PR #1598, opened 2015-04-30
Revert "Write should_eventually test for error messages"

floehopper:
This reverts commit 8affa3be8c2a08f5cc76e75e0737bd7df9d6b9e5.

This DEFERRED test was introduced over 3 years ago and it still doesn't pass.

I don't see the benefit of keeping it around, especially when it introduces
noise into the test output.

### DIFF
--- a/test/unit/flow_test.rb
+++ b/test/unit/flow_test.rb
@@ -205,11 +205,6 @@ class FlowTest < ActiveSupport::TestCase
       should "truncate path after error" do
         assert_equal [:do_you_like_chocolate?], @flow.path(%w{no bad})
       end
-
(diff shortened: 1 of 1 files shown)


chrisroos:
Assuming this functionality doesn't exist (in which case we might be able to get the test to pass) then I definitely agree that we should get rid of it.

tadast:
I guess the original idea of the author was to annoy the devs with that message enough to implement this functionality. 

Worth moving the idea of custom errors to issues after merging this?

:+1:

floehopper:
As per @tadast's suggestion, I've [added an issue](https://github.com/alphagov/smart-answers/issues/1605) for this, so that I can feel better about removing the test.

PR #1599, opened 2015-04-30
Merge v2 of lost or stolen passport

BenJanecke:
For Canada route, abroad only. Change opening line to: Fill in form LS01 and post it to your nearest British embassy, high commission or consulate.

https://www.gov.uk/report-a-lost-or-stolen-passport/y/abroad/canada


BenJanecke:
@tadast should be published now

PR #1602, opened 2015-05-01
Configure Errbit for preview env on heroku

tadast:
@chrisroos can you take a look please? As far as I can tell the changes have no impact on dev environtment, in other environments they will get overwritten by deploy script anyway.

:heavy_check_mark: Tested with `heroku run rake airbrake:test` and it works


config/initializers/airbrake.rb
```diff
@@ -1,7 +1,12 @@
...
 Airbrake.configure do |config|
+  config.api_key = ENV["ERRBIT_API_KEY"]
+  config.host    = ENV["ERRBIT_HOST"]
+  config.environment_name = ENV["ERRBIT_ENV"]
+  config.secure  = ENV["ERRBIT_API_KEY"].present?
+
   # Adding "production" to the development environments causes Airbrake not
   # to attempt to send notifications.
-  config.development_environments << "production"
+  config.development_environments << "production" unless ENV["ERRBIT_API_KEY"].present?
```
chrisroos: @tadast: Do you understand why this line was there in the first place? The original commit (727c3ad9049171ba8fdcb7906c194e63cbbcaa59) doesn't offer any clues. My guess would be that it's to prevent Airbrake from sending exceptions even if the environment is set to `production` on a developer machine.

I wonder whether we should be checking for `RUNNING_ON_HEROKU` as well as `ERRBIT_API_KEY`?

chrisroos:
I think you should mention that airbrake.rb is overwritten in the commit note (at the moment it's just in this pull request). It'd be great if you were able to link to the code that actually overwrites airbrake.rb too.

startup_heroku.sh
```diff
@@ -29,5 +30,6 @@ export SMART_ANSWER_TO_OPEN="marriage-abroad"
 open $HEROKU_URL$SMART_ANSWER_TO_OPEN
 
 echo
+echo "*Set ERRBIT_API_KEY and ERRBIT_HOST manually to enable error reporting*"
 echo "All done"
```
chrisroos: Should this tell you to set `ERRBIT_ENV` as well as `ERRBIT_API_KEY` and `ERRBIT_HOST`?

startup_heroku.sh
```diff
@@ -29,5 +30,6 @@ export SMART_ANSWER_TO_OPEN="marriage-abroad"
 open $HEROKU_URL$SMART_ANSWER_TO_OPEN
 
 echo
+echo "*Set ERRBIT_API_KEY and ERRBIT_HOST manually to enable error reporting*"
```
chrisroos: Can we print some information about where to find the `ERRBIT_API_KEY` and `ERRBIT_HOST`? I wouldn't know where to find those at the moment.

chrisroos:
Even with these changes, it'd still be easy to deploy the app to Heroku without realising that Errbit isn't configured. Maybe that's not such a big deal, though.

config/initializers/airbrake.rb
tadast: > My guess would be that it's to prevent Airbrake from sending exceptions even if the environment is set to production on a developer machine.

This is my understanding too. @alext is this correct (I saw you added it [here](https://github.com/alphagov/router-api/blame/master/config/initializers/airbrake.rb))?

> I wonder whether we should be checking for RUNNING_ON_HEROKU as well as ERRBIT_API_KEY?

I think if you have this ENV var set it's pretty clear that you are expecting to communicate with Airbrake. Heroku is out of scope in this file, we would assume too much by adding it here imho.

alext: Prior to https://github.com/airbrake/airbrake/pull/268 this was necessary to prevent the airbrake gem attempting to send error notices to airbrake when not configured (configuration was done by overwriting this file).  If this is using airbrake 3.1.17 or later, this should no longer be necessary.

tadast:
> I think you should mention that airbrake.rb is overwritten in the commit note

:heavy_check_mark: 

> It'd be great if you were able to link to the code that actually overwrites airbrake.rb too.

It's not public and I don't have access to it :|

> Even with these changes, it'd still be easy to deploy the app to Heroku without realising that Errbit isn't configured. Maybe that's not such a big deal, though.

I agree, it's not a big deal.

Anything else @chrisroos :) ?

chrisroos:
All looks good to me, @tadast. Good job!

PR #1604, opened 2015-05-05
Pass `response` into `calculate` blocks.

floehopper:
* Brings such blocks into line with other types of blocks e.g. `validate`,
`define_predicate`, `next_node`.

* Reduces duplication and makes code slightly terser.

* I've only declared the block argument where it is actually needed i.e. there
are still many `calculate` blocks which do not have a `response` argument
declared.

* This may seem like a small change, but I think it will make some other
refactoring easier.


tadast:
Looks good to me :+1:

floehopper:
@tadast: Thanks. I've just merged it.

PR #1606, opened 2015-05-05
Set 2010/2011 rate for statutory sick pay

BenJanecke:


tadast:
@BenJanecke don't forget to mark the issue on errbit as resolved once deployed :+1:

PR #1608, opened 2015-05-07
Allow parsing of date question responses into date objects instead of strings

floehopper:
This PR add an optional `parse` option to `date_question` which when `true`
causes the response to be a `Date` object and not just a date `String`.

Having parsed the response into a `Date` object it makes no sense to me to then
convert it back into a `String`. There seems to be a lot of code in the Ruby DSL
flows (and their calculators) which has to re-parse the date
strings. Also some date "variables" are `Date` objects and some are date strings
in these smart answers which is really confusing.

The plan is ultimately to **always** supply the response to a
`SmartAnswer::Question::Date` as a Date object and to only use `Date` objects
within the Ruby DSL flows and associated calculators. However, to get there
incrementally I'm introducing this option so we can convert one question or
smart answer flow at a time.

This PR includes changing the `appeal-a-benefits-decision` smart answer to use
the new option as an example of how it works. We plan to introduce similar
changes to other smart answers directly into `master` in order to reduce the
possibility of merge problems.

We think that it will be worth adopting this pattern for all question types,
but we have to start somewhere. The thinking is that the Ruby DSL flows
and their associated calculators should operate on richer Ruby objects where
possible rather than just strings.

### DIFF
--- a/app/presenters/date_question_presenter.rb
+++ b/app/presenters/date_question_presenter.rb
@@ -1,6 +1,6 @@
 class DateQuestionPresenter < QuestionPresenter
   def response_label(value)
-    I18n.localize(Date.parse(value), format: :long)
+    I18n.localize(value.to_date, format: :long)
   end
 
   def start_date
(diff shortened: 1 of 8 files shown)


chrisroos:
This looks good to me.

PR #1614, opened 2015-05-08
Notify about missing phrases via Airbrake

tadast:
In https://github.com/alphagov/smart-answers/commit/3e9c2909758c480bfb4fd2897f20748d051739e6 a change was introduced to silently fall back to a phrase key if the phrase is not defined in the YML file. 

I think developers should know about cases like this. Hence I'm adding an airbrake notification, but leaving the UX as it was at least initially. Perhaps later we can just raise those exceptions so we know about it in dev/test environments as well as staging/production.

Thoughts?

### DIFF
--- a/app/presenters/node_presenter.rb
+++ b/app/presenters/node_presenter.rb
@@ -32,7 +32,12 @@ class NodePresenter
     when ::SmartAnswer::PhraseList then
       if nested == false
         value.phrase_keys.map do |phrase_key|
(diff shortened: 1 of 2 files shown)


floehopper:
This change is definitely a good step in the right direction. :+1:

In an ideal world, this kind of problem would be discovered when the tests were run or (in some even more hypothetical future) at some kind of "validation" time when the content was created.

tadast:
Totally agree about early feedback.

PR #1615, opened 2015-05-08
Phraselist and test cleanup for marriage abroad

tadast:
I've extracted all the keys from marriage abroad yml and matched them with the ruby file. As expected, there where a bunch of unused phrases. Some of them where harder to find as keys are interpolated. I'm fairly confident I haven't removed anything that isn't used, but a pair of extra :eyes: would be helpful.

Also, I did [this](https://github.com/alphagov/smart-answers/pull/1614) to increase confidence.

I've also noticed that some of the tests where not run. This is due to top-level context descriptions not being unique (only the last non-unique context is executed).

### DIFF
--- a/lib/smart_answer_flows/locales/en/marriage-abroad.yml
+++ b/lib/smart_answer_flows/locales/en/marriage-abroad.yml
@@ -207,9 +207,6 @@ en-GB:
         complete_affidavit: |
           You’ll need to complete an ‘Affidavit for marriage’ form that will be used for your affidavit. Take the completed form with you to your appointment.
 
-        complete_affidavit_with_download_link: |
-          You’ll need to complete an [‘Affidavit for marriage’ form](/government/publications/marriage-in-%{country_name_lowercase_prefix}) that will be used for your affidavit. Take the completed form with you to your appointment.
-
         download_affidavit: |
           $D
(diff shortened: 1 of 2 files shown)


floehopper:
LGTM. I've only checked a subset of the phrase key changes, but they were all as expected. :+1:

I wonder whether it would be better to add explicit entries in the locale file for the interpolated keys. I worry slightly that after the introduction of #1614, we'll be inundated with missing key exceptions. By adding explicit keys we could trade-off some "duplication" against simpler behaviour (always expect key to be present) and increased explicitness.

tadast:
> I wonder whether it would be better to add explicit entries in the locale file for the interpolated keys.

I'm not sure I follow. Interpolated keys are in the locale file; they are [interpolated in the ruby flow file](https://github.com/alphagov/smart-answers/blob/master/lib/smart_answer_flows/marriage-abroad.rb#L1358). We could add comments to the ruby files of some interpolated variants to help with easier discovery using global search, but they will get out of sync quickly.

Are we talking about different things? Sorry if I didn't make it clear in the description :)

floehopper:
@tadast: Sorry. I did get the wrong end of the stick. Please ignore me.

PR #1617, opened 2015-05-11
Remove can-i-get-a-british-passport Smart Answer

chrisroos:
* Added on 7th Mar 2012 - ae39fa485477592718df060b49f054c691788c41
* Last updated on 7th Mar 2012 - 1f27b1d19dad7e86ed161bcce49c7fb321930cfe
* Never published
* No associated test

Gwen and Alex have confirmed that this can be removed.


chrisroos:
My motivation for opening this pull request is to run the tests and to see whether people spot anything else that can be removed in this branch.

floehopper:
LGTM. I can't see anything else which can be removed.

lib/smart_answer_flows/can-i-get-a-british-passport.rb
```diff
@@ -1,75 +0,0 @@
-status :draft
-satisfies_need "100983"
```
tadast: This makes me think: do they need too update anything in Maslow (user needs tracker)? Mind checking with Gwen?

tadast:
:shipit:

lib/smart_answer_flows/can-i-get-a-british-passport.rb
chrisroos: Good question. I'll find out.

chrisroos: @tadast: Liz says, "I think we're fine - at least 3 of those would have content besides the smart answer, so if there are any needs in maslow, they'll be covered."

PR #1625, opened 2015-05-11
Log missing phrase keys

tadast:
in 3e9c290 a change was introduced
to silently fall back to a phrase key if the phrase is not defined
in the YML file. I think developers should know about cases like
this. Hence I'm logging it, but leaving the UX as it was at least
initially. Perhaps later we can just raise the exception so we know
about it in dev/test environments as well as staging/production.

This overwrites the changes in https://github.com/alphagov/smart-answers/pull/1614 because they generated too much noise in staging and messed up metrics and alerts

/cc @jennyd @floehopper

### DIFF
--- a/test/unit/node_presenter_test.rb
+++ b/test/unit/node_presenter_test.rb
@@ -74,7 +74,7 @@ module SmartAnswer
       state.phrases = PhraseList.new(:four, :one, :two, :three)
       presenter = NodePresenter.new("flow.test", outcome, state)
 
-      Airbrake.expects(:notify_or_ignore).once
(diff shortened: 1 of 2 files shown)


test/unit/node_presenter_test.rb
```diff
@@ -74,7 +74,7 @@ def teardown
       state.phrases = PhraseList.new(:four, :one, :two, :three)
       presenter = NodePresenter.new("flow.test", outcome, state)
 
-      Airbrake.expects(:notify_or_ignore).once
+      Rails.logger.expects(:warn).with("[Missing phrase] The phrase being rendered is not present: flow.test.phrases.four. Responses: ").once
```
tadast: This is a bit of a bad example, but in real life this will log the path that leads to the outcome that has missing phrases.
┄┄┄┄┄┄┄┄┄┄
What is needed: Each line in the listing above from the one containing "--- a/app/presenters/date_question_presenter.rb" through the one containing "Also, I did" should be repeated exactly, and no other line.

Task response:
--- a/app/presenters/date_question_presenter.rb
+++ b/app/presenters/date_question_presenter.rb
@@ -1,6 +1,6 @@
 class DateQuestionPresenter < QuestionPresenter
   def response_label(value)
-    I18n.localize(Date.parse(value), format: :long)
+    I18n.localize(value.to_date, format: :long)
   end
 
   def start_date
(diff shortened: 1 of 8 files shown)


chrisroos:
This looks good to me.

PR #1614, opened 2015-05-08
Notify about missing phrases via Airbrake

tadast:
In https://github.com/alphagov/smart-answers/commit/3e9c2909758c480bfb4fd2897f20748d051739e6 a change was introduced to silently fall back to a phrase key if the phrase is not defined in the YML file. 

I think developers should know about cases like this. Hence I'm adding an airbrake notification, but leaving the UX as it was at least initially. Perhaps later we can just raise those exceptions so we know about it in dev/test environments as well as staging/production.

Thoughts?

### DIFF
--- a/app/presenters/node_presenter.rb
+++ b/app/presenters/node_presenter.rb
@@ -32,7 +32,12 @@ class NodePresenter
     when ::SmartAnswer::PhraseList then
       if nested == false
         value.phrase_keys.map do |phrase_key|
(diff shortened: 1 of 2 files shown)


floehopper:
This change is definitely a good step in the right direction. :+1:

In an ideal world, this kind of problem would be discovered when the tests were run or (in some even more hypothetical future) at some kind of "validation" time when the content was created.

tadast:
Totally agree about early feedback.

PR #1615, opened 2015-05-08
Phraselist and test cleanup for marriage abroad

tadast:
I've extracted all the keys from marriage abroad yml and matched them with the ruby file. As expected, there where a bunch of unused phrases. Some of them where harder to find as keys are interpolated. I'm fairly confident I haven't removed anything that isn't used, but a pair of extra :eyes: would be helpful.

Also, I did [this](https://github.com/alphagov/smart-answers/pull/1614) to increase confidence.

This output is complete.